There are a few old used-up boatmen who creep about in the sunlight with the help of sticks, and there is a poor imbecile shoemaker who wanders his lonely life away among the rocks as if he were looking for his reason—which he will never find. Sojourners in neighboring watering places come occasionally in flies to stare at us and drive away again as if they thought us very dull; Italian boys come, Punch comes, the Fantoccini come, the tumblers come, the Ethiopians come; glee singers come at night and hum and vibrate (not always melodiously) under our windows.
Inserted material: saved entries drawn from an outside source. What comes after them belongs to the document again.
PR #185, opened 2019-05-08
Bug fix: define closure strategy

tasomaniac:
# Problem

We are using very powerful feature of Closure in Groovy which is to define delegates. I've realized that some properties were just not working if they clash with something that is already defined in my script.

If it is a function call, it would call the function I defined instead of the one in the tool.

# Solution

I've researched and learned that Closure's prefer the Owner over the Delegate first. But by providing custom strategy, we can force to use only the delegate. 

In this case, the delegate is the static analysis tool we are integrating.


tasomaniac:
The one I came across is `version`. It's a property in ktlint but when used, it sets the `version` property of the Gradle project instead.

tasomaniac:
Here is what I've just tried in the `sample` project

```

void toolVersion(String foo) {
    throw new IllegalStateException()
}

staticAnalysis {

    penalty none

    checkstyle {
        toolVersion '8.8'
    }
}
```

Configuring the project fails with `IllegalStateException` since `toolVersion` inside checkstyle calls the wrong method defined above.

image

PR #3116, opened 2022-03-04
allow extracting msgids from customizations

### LINKED ISSUE #1846: Translations in customizations
If I add a customization for a component, for example for Footer.jsx component in customizations/components/Footer/Footer.jsx
and i add some new strings that i want to translate, when running yarn i18n new strings ar not added to .po files, and i cannot translate theme

erral:
Fixes #1846


sneridagh:
@erral see https://github.com/plone/volto/issues/1846#issuecomment-1059006374

This is done on purpose, I'm afraid.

But they all go soon and leave us to ourselves again. We once had a traveling circus and Wombwell’s menagerie at the same time. They both know better than ever to try it again, and the menagerie had nearly razed us from the face of the earth in getting the elephant away—his caravan was so large and the watering place so small. We have a fine sea, wholesome for all people—profitable for the body, profitable for the mind.
From “Our English Watering Place.” When this essay appeared, Dickens had in the previous few years published Dombey and Son and David Copperfield; later in the decade he published Hard Times and A Tale of Two Cities. In a companion essay entitled “Our French Watering Place,” he judged that “the very neckcloths and hats of your elderly compatriots cry to you from the stones of the streets, ‘We are bores—avoid us!’” and “They believe everything that is impossible and nothing that is true.” He died at the age of fifty-eight in 1870.